DATA SUPPLIED
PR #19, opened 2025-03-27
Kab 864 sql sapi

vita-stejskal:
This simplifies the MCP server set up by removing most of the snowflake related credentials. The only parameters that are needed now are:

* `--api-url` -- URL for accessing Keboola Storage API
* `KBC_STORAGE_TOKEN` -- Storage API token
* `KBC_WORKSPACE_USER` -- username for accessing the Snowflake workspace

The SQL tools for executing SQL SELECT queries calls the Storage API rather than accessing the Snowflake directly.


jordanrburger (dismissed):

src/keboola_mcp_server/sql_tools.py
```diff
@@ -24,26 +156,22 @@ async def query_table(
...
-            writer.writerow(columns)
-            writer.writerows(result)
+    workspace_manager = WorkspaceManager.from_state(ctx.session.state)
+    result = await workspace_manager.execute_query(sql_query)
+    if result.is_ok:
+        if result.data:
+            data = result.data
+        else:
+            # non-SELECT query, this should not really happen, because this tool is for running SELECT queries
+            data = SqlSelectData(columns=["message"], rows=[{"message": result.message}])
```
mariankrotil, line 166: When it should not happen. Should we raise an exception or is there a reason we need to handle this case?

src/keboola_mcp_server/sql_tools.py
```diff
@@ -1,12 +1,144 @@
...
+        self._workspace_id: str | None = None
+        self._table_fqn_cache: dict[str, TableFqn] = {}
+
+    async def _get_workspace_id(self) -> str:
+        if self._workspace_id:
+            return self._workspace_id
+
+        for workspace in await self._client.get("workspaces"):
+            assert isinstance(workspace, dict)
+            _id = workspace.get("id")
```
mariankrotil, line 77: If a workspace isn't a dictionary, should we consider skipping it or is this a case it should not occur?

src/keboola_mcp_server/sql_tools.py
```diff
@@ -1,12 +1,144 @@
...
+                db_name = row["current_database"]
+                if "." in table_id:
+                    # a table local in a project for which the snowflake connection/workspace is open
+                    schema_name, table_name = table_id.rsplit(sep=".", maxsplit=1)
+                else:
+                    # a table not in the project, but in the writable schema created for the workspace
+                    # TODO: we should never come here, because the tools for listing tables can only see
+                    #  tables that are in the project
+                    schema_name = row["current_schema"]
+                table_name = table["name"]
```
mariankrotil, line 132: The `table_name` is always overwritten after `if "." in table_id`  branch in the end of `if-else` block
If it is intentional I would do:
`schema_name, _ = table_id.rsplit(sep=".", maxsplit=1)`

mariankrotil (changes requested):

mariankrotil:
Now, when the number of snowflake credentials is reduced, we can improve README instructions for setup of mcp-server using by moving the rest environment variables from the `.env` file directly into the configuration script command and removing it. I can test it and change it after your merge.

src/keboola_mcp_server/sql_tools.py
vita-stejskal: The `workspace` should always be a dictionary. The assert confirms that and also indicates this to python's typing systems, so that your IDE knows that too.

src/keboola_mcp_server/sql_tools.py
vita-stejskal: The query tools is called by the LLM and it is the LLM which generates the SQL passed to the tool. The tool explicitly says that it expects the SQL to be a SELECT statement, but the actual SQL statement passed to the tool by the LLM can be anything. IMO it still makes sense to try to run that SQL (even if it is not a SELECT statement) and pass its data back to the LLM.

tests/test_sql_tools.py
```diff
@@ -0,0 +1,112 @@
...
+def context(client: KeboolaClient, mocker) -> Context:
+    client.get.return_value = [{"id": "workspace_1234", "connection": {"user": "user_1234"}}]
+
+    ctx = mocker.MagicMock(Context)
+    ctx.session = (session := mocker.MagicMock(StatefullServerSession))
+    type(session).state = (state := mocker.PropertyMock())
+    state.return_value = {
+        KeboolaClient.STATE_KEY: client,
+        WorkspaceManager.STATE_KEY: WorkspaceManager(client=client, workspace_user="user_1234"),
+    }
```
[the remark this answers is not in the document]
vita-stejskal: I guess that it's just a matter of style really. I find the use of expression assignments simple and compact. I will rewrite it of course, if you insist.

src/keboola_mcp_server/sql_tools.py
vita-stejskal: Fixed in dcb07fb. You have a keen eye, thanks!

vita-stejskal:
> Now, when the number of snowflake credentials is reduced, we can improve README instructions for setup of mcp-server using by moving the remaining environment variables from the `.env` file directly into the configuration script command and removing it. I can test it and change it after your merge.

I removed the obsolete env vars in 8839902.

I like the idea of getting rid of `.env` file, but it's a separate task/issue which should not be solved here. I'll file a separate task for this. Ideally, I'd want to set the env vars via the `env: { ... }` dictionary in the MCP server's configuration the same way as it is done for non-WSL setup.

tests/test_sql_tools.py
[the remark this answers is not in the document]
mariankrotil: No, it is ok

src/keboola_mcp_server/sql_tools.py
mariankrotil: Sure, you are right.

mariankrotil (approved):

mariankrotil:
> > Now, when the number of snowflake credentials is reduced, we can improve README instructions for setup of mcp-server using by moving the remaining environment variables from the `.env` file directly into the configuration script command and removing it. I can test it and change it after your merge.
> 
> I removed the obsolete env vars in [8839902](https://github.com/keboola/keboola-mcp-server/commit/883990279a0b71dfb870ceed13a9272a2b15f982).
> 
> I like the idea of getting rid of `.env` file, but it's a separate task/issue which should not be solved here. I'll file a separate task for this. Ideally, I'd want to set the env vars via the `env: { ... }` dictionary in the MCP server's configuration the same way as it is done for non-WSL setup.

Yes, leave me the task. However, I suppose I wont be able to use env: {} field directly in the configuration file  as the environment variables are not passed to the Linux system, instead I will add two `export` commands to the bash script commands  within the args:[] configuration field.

WHAT THE TASK REQUIRES
Copy here each line of the preceding records with "issue" in it.

REPLY
I like the idea of getting rid of `.env` file, but it's a separate task/issue which should not be solved here. I'll file a separate task for this. Ideally, I'd want to set the env vars via the `env: { ... }` dictionary in the MCP server's configuration the same way as it is done for non-WSL setup.
> I like the idea of getting rid of `.env` file, but it's a separate task/issue which should not be solved here. I'll file a separate task for this. Ideally, I'd want to set the env vars via the `env: { ... }` dictionary in the MCP server's configuration the same way as it is done for non-WSL setup.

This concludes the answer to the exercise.